Epidemiology and Demographics
Incidence
- The estimated incidence of lymphadenopathy among children in the United States ranges from 35%- 45%.[1]
Age
- Patients of all age groups may develop lymphadenopathy.
- Lymphadenopathy is more commonly observed among children.
Gender
- Lymphadenopathy affects men and women equally.
Race
- There is no racial predilection for lymphadenopathy.[1]
The epidemiology of lymphadenopathy may safely be made up of generalities.[2] [3] [4]
First, without regard to gender, both generalized and localized lymphadenopathies are fairly equal in distribution. Second, in the pediatric population, lymphadenopathy is more prevalent than in the adult population, due to a higher number of viral infections. It will follow that, in the pediatric population, lymphadenopathy is again secondary to the prevalence of viral and bacterial infections in that age group for the majority of the time. Three-quarters of all observed lymphadenopathies are localized, and half of the three-quarters are localized to the area of the head and neck. In the inguinal region, all remaining localized lymphadenopathy is located, and in the supraclavicular area, the remaining lymphadenopathy is found in the axilla. notable, with the age of the patient, the differential diagnosis of lymphadenopathy varies dramatically. In the inguinal region, all remaining localized lymphadenopathy is located, and in the supraclavicular area, the remaining lymphadenopathy is found in the axilla. Of note, with the age of the patient, the differential diagnosis of lymphadenopathy varies dramatically.
Third, the position and situation of the patient are very revealing, and lymphadenopathy. For example, parasite exposure, HIV, and military TB are much more likely to be causes of generalized lymphadenopathy in the developing world (sub-Saharan Africa, Southeast Asia, Indian subcontinent), than in the United States and Europe. Since, in the United States and the rest of the localized developed world, Epstein-Barr virus, streptococcal pharyngitis, and other neoplastic processes are more likely candidates to induce lymphadenopathy. For diagnosis, an exposure history is very relevant.

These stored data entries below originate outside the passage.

PR #2707, opened 2023-08-28
fix(auth-portal): Adding extra podman machine installation instructions

stack72:
Screenshot 2023-08-28 at 19 55 03


fnichol (approved):
Looking good. I'm guessing once we hit a third engine we may need to consider accordian sections, more tabs or some other way to focus the platform/engine matrix that will start to build up. For now though, we're golden!

stack72:
bors merge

- Exposure, either by transfusion, unhealthy sexual habits, intravenous substance abuse, or vocation
- Exposure to infectious disease whether it be travel, in the workplace, or the home
- Medication exposure-prescription, nonprescription, or supplements
- Exposure either via pets or the workplace to animal-borne illness
- Exposure to bites from arthropods
References
- ↑ 1.0 1.1 Mohseni S, Shojaiefard A, Khorgami Z, Alinejad S, Ghorbani A, Ghafouri A (2014). "Peripheral lymphadenopathy: approach and diagnostic tools". Iran J Med Sci. 39 (2 Suppl): 158–70. PMC 3993046. PMID 24753638.
- ↑ Siddiqui S, Osher J (2017). "Assessment of Neck Lumps in Relation to Dentistry". Prim Dent J. 6 (3): 44–50. doi:10.1308/205016817821931079. PMID 30188316.

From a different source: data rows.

PR #2711, opened 2023-08-28
chore(web): refactor asset and func id handling

paulocsanz:


app/web/src/store/asset.store.ts
```diff
@@ -155,24 +135,26 @@ export const useAssetStore = () => {
           this.openAssetFuncIds[assetId] = funcs;
         },
 
-        closeFunc(assetId: AssetId, funcId: FuncId) {
+        CLOSE_FUNC(assetId: AssetId, funcId: FuncId) {
```
theoephraim, line 138: the convention here (which has already been broken in a few places) is that the ALL_UPPER functions are api action (ie they make an api request, and so will have a request status available).

app/web/src/store/asset.store.ts
```diff
@@ -91,23 +90,22 @@ export const useAssetStore = () => {
...
-        selectedAssetId: null as AssetId | null,
         openAssetFuncIds: {} as { [key: AssetId]: FuncId[] },
       }),
       getters: {
         assets: (state) => _.values(state.assetsById),
         selectedAsset(): Asset | undefined {
           return this.assetsById[this.selectedAssetId || 0];
         },
-        urlSelectedAssetId(): AssetId | undefined {
+        selectedAssetId(): AssetId | undefined {
```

- ↑ Loizos A, Soteriades ES, Pieridou D, Koliou MG (2018). "Lymphadenitis by non-tuberculous mycobacteria in children". Pediatr Int. 60 (12): 1062–1067. doi:10.1111/ped.13708. PMID 30290041.
- ↑ Prudent E, La Scola B, Drancourt M, Angelakis E, Raoult D (2018). "Molecular strategy for the diagnosis of infectious lymphadenitis". Eur J Clin Microbiol Infect Dis. 37 (6): 1179–1186. doi:10.1007/s10096-018-3238-2. PMID 29594802.